Storage cache - (Neelam, Xin) - One of the biggest causes of cluster unavailability for FoundationDB are hot read shards. When users drive a lot of read traffic to a small keyspace, the cluster cannot distribute the load to more than a few servers. The goal of this project is to automatically detect these hot read shards, and have a large number of stateless processes (storage cache) start serving reads for this key range. The storage cache role will pull mutations from the TLogs, so it will be able to provide a consistent answer for these reads immediately after an initial fetch of the range.

What is the status of this feature?

The storage cache role is not complete and there are no plans to work on it any time soon as far as I’m aware.
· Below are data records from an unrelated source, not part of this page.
PR #800, opened 2024-04-01
Ray Remote Options

flavour:
## Changes

Support to pass options to ray.remote() via @ray_remote_options() decorator
- uses Tags internally, so ray_remote. namespace is now reserved.

## How I tested this

I setup 4 different Ray nodes with different resources available & then decorated 4 functions to target these nodes and one with no decorator.
I confirmed that the functions ran on the correct nodes when using RayGraphAdapter, just as if I wasn't using Hamilton and that the undecorated function also ran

FWIW, I think a better direction to serve the same need would be:

  • An ability to increase the replica count for specific shards
  • The additional replicas would be assigned to a special pool of “caching” StorageServers
  • The caching StorageServers are just normal storage servers except DataDistribution ensures that only a small number of shards are assigned to them such that they are able to fit all or most of their shard data in RAM
  • The auto-detection of shards in need of more replicas can still be used here

My main argument for this model is that if you are in a mode where you need StorageCaches to handle your workload then StorageCache reboots will be very painful as they must reload their assigned shards from StorageServers to be useful again. Even modest cache of a few GBs is going to take some time to repopulate, and the situation will be far worse after a full cluster reboot since all StorageServer caches are cold as well.

While a StorageCache that does not write to disk and keeps all data in a memory-optimized data structure is faster than a StorageServer with the same amount of data, I think it’s operationally better to use potentially more caching StorageServers as described above to serve the same traffic in a more robust way.